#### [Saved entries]
PR #144, opened 2020-06-24
TST: Update interpolate tests for scipy 1.5

snowman2:


snowman2:
Well, that's unfortunate. It passes on Linux.

PR #210, opened 2021-01-19
ENH: Add support for using dask in 'rio.to_raster'

### LINKED ISSUE #9: Use windowed writing in to_raster
From: https://github.com/corteva/rioxarray/pull/8

> The only other helpful long term solution would be to use windowed writing like we do in trollimage to achieve better performance with dask (saving chunk by chunk), but this has its own issues we've discovered with GDAL's in-memory caching and making large output files if you don't have a lot of memory available.

ping @djhoese

snowman2:
- [x] Closes #9
 - [x] Tests added

### DIFF
--- a/README.rst
+++ b/README.rst
@@ -68,6 +68,9 @@ The *open_rasterio* functionality was adopted from https://github.com/pydata/xar
   - `xarray is licensed <https://github.com/pydata/xarray/blob/1d7bcbdc75b6d556c04e2c7d7a042e4379e15303/LICENSE>`_ under the Apache License, Version 2.0.
     The xarray license is included as `LICENSE_xarray <https://github.com/corteva/rioxarray/blob/master/LICENSE_xarray>`_.
 
+RasterioWriter dask write functionality was adopted from https://github.com/dymaxionlabs/dask-rasterio
+  - Source file: `write.py <https://github.com/dymaxionlabs/dask-rasterio/blob/8dd7fdece7ad094a41908c0ae6b4fe6ca49cf5e1/dask_rasterio/write.py>`_
+
 
 This package was originally templated with with Cookiecutter_.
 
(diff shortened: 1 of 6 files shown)


justingruca (approved):

djhoese:
I try my best to keep up with rioxarray, but you work too fast. Quick question on this very neat feature: any idea if it works with distributed schedulers (multi-process or multi-node)?

snowman2:
> any idea if it works with distributed schedulers (multi-process or multi-node)?

I tried out on a cluster and it seems to fail due to these issues:
- https://github.com/dymaxionlabs/dask-rasterio/issues/3
- https://github.com/dask/dask/issues/3255

I see you have been searching for a solution to this @djhoese. I will need to look into it.

djhoese:
Yes. In general I think it is a limitation of the underlying geotiff format and the C/C++ library (not multiprocess safe).

snowman2:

#### [Aim of the exercise]
From the first line of the data above to the line holding "From: https://github.com/corteva/rioxarray/pull/8", reproduce each line exactly; emit no other lines.

#### [Task result]
PR #144, opened 2020-06-24
TST: Update interpolate tests for scipy 1.5

snowman2:


snowman2:
Well, that's unfortunate. It passes on Linux.

PR #210, opened 2021-01-19
ENH: Add support for using dask in 'rio.to_raster'

### LINKED ISSUE #9: Use windowed writing in to_raster
From: https://github.com/corteva/rioxarray/pull/8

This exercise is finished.